Your goal ->
All of the records must be repeated exactly as they read.

--- --- ---

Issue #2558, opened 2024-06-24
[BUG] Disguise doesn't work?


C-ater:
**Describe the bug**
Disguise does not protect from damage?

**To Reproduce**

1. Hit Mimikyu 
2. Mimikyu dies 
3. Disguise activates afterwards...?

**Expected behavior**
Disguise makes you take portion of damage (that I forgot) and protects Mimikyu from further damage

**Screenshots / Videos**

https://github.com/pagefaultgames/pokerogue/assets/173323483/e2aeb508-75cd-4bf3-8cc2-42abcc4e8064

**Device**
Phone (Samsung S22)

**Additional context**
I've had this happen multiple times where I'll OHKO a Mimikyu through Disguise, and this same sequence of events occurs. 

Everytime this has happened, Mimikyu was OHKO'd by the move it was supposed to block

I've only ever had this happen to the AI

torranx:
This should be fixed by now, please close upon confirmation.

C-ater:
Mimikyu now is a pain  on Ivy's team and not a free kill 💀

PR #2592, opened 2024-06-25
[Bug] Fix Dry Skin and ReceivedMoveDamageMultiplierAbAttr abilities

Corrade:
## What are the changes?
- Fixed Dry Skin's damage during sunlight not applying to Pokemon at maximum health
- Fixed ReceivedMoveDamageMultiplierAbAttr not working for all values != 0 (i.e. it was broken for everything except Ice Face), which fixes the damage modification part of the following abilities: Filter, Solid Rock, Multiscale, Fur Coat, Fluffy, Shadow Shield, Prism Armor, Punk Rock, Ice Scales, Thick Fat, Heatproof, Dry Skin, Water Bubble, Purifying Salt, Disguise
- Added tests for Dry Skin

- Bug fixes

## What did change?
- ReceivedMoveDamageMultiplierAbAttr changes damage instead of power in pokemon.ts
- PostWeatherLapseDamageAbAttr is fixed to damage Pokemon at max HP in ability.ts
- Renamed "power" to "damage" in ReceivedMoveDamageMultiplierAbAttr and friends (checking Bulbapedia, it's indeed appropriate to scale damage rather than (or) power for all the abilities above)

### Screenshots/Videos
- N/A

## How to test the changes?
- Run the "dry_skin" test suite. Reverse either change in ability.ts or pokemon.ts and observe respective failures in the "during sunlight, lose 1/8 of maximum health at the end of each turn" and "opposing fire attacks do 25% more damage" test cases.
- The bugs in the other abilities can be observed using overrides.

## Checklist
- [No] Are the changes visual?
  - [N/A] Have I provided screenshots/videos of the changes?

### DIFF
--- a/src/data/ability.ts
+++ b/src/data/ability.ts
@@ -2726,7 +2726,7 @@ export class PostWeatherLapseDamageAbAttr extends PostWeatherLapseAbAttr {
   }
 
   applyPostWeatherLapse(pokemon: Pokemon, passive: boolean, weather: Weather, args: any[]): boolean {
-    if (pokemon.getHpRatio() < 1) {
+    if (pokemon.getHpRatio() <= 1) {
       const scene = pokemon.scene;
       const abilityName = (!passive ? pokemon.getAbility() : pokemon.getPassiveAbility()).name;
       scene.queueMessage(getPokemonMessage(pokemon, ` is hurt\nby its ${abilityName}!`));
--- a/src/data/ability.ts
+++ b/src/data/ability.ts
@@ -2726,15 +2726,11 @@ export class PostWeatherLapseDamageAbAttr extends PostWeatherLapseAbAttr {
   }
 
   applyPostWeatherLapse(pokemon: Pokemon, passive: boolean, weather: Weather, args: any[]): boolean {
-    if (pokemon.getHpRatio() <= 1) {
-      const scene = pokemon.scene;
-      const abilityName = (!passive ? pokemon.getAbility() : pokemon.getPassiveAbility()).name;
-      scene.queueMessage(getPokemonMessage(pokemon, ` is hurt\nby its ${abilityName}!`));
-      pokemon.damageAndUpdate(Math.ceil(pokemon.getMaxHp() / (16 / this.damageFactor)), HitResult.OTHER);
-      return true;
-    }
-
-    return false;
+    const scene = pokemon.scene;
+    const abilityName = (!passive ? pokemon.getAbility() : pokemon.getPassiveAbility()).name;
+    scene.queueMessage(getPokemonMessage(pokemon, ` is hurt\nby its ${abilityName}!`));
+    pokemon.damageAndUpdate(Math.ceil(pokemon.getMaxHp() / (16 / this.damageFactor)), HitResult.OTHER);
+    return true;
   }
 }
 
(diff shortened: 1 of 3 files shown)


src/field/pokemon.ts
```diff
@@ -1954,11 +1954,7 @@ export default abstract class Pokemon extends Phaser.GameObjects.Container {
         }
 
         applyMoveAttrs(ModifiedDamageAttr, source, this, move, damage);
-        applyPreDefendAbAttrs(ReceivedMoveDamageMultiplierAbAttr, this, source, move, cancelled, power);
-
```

--- --- ---

Solution to this problem ->
Issue #2558, opened 2024-06-24
[BUG] Disguise doesn't work?


C-ater:
**Describe the bug**
Disguise does not protect from damage?

**To Reproduce**

1. Hit Mimikyu 
2. Mimikyu dies 
3. Disguise activates afterwards...?

**Expected behavior**
Disguise makes you take portion of damage (that I forgot) and protects Mimikyu from further damage

**Screenshots / Videos**

https://github.com/pagefaultgames/pokerogue/assets/173323483/e2aeb508-75cd-4bf3-8cc2-42abcc4e8064

**Device**
Phone (Samsung S22)

**Additional context**
I've had this happen multiple times where I'll OHKO a Mimikyu through Disguise, and this same sequence of events occurs. 

Everytime this has happened, Mimikyu was OHKO'd by the move it was supposed to block

I've only ever had this happen to the AI

torranx:
This should be fixed by now, please close upon confirmation.

C-ater:
Mimikyu now is a pain  on Ivy's team and not a free kill 💀

PR #2592, opened 2024-06-25
[Bug] Fix Dry Skin and ReceivedMoveDamageMultiplierAbAttr abilities

Corrade:
## What are the changes?
- Fixed Dry Skin's damage during sunlight not applying to Pokemon at maximum health
- Fixed ReceivedMoveDamageMultiplierAbAttr not working for all values != 0 (i.e. it was broken for everything except Ice Face), which fixes the damage modification part of the following abilities: Filter, Solid Rock, Multiscale, Fur Coat, Fluffy, Shadow Shield, Prism Armor, Punk Rock, Ice Scales, Thick Fat, Heatproof, Dry Skin, Water Bubble, Purifying Salt, Disguise
- Added tests for Dry Skin

- Bug fixes

## What did change?
- ReceivedMoveDamageMultiplierAbAttr changes damage instead of power in pokemon.ts
- PostWeatherLapseDamageAbAttr is fixed to damage Pokemon at max HP in ability.ts
- Renamed "power" to "damage" in ReceivedMoveDamageMultiplierAbAttr and friends (checking Bulbapedia, it's indeed appropriate to scale damage rather than (or) power for all the abilities above)

### Screenshots/Videos
- N/A

## How to test the changes?
- Run the "dry_skin" test suite. Reverse either change in ability.ts or pokemon.ts and observe respective failures in the "during sunlight, lose 1/8 of maximum health at the end of each turn" and "opposing fire attacks do 25% more damage" test cases.
- The bugs in the other abilities can be observed using overrides.

## Checklist
- [No] Are the changes visual?
  - [N/A] Have I provided screenshots/videos of the changes?

### DIFF
--- a/src/data/ability.ts
+++ b/src/data/ability.ts
@@ -2726,7 +2726,7 @@ export class PostWeatherLapseDamageAbAttr extends PostWeatherLapseAbAttr {
   }
 
   applyPostWeatherLapse(pokemon: Pokemon, passive: boolean, weather: Weather, args: any[]): boolean {
-    if (pokemon.getHpRatio() < 1) {
+    if (pokemon.getHpRatio() <= 1) {
       const scene = pokemon.scene;
       const abilityName = (!passive ? pokemon.getAbility() : pokemon.getPassiveAbility()).name;
       scene.queueMessage(getPokemonMessage(pokemon, ` is hurt\nby its ${abilityName}!`));
--- a/src/data/ability.ts
+++ b/src/data/ability.ts
@@ -2726,15 +2726,11 @@ export class PostWeatherLapseDamageAbAttr extends PostWeatherLapseAbAttr {
   }
 
   applyPostWeatherLapse(pokemon: Pokemon, passive: boolean, weather: Weather, args: any[]): boolean {
-    if (pokemon.getHpRatio() <= 1) {
-      const scene = pokemon.scene;
-      const abilityName = (!passive ? pokemon.getAbility() : pokemon.getPassiveAbility()).name;
-      scene.queueMessage(getPokemonMessage(pokemon, ` is hurt\nby its ${abilityName}!`));
-      pokemon.damageAndUpdate(Math.ceil(pokemon.getMaxHp() / (16 / this.damageFactor)), HitResult.OTHER);
-      return true;
-    }
-
-    return false;
+    const scene = pokemon.scene;
+    const abilityName = (!passive ? pokemon.getAbility() : pokemon.getPassiveAbility()).name;
+    scene.queueMessage(getPokemonMessage(pokemon, ` is hurt\nby its ${abilityName}!`));
+    pokemon.damageAndUpdate(Math.ceil(pokemon.getMaxHp() / (16 / this.damageFactor)), HitResult.OTHER);
+    return true;
   }
 }
 
(diff shortened: 1 of 3 files shown)


src/field/pokemon.ts
```diff
@@ -1954,11 +1954,7 @@ export default abstract class Pokemon extends Phaser.GameObjects.Container {
         }
 
         applyMoveAttrs(ModifiedDamageAttr, source, this, move, damage);
-        applyPreDefendAbAttrs(ReceivedMoveDamageMultiplierAbAttr, this, source, move, cancelled, power);
-
```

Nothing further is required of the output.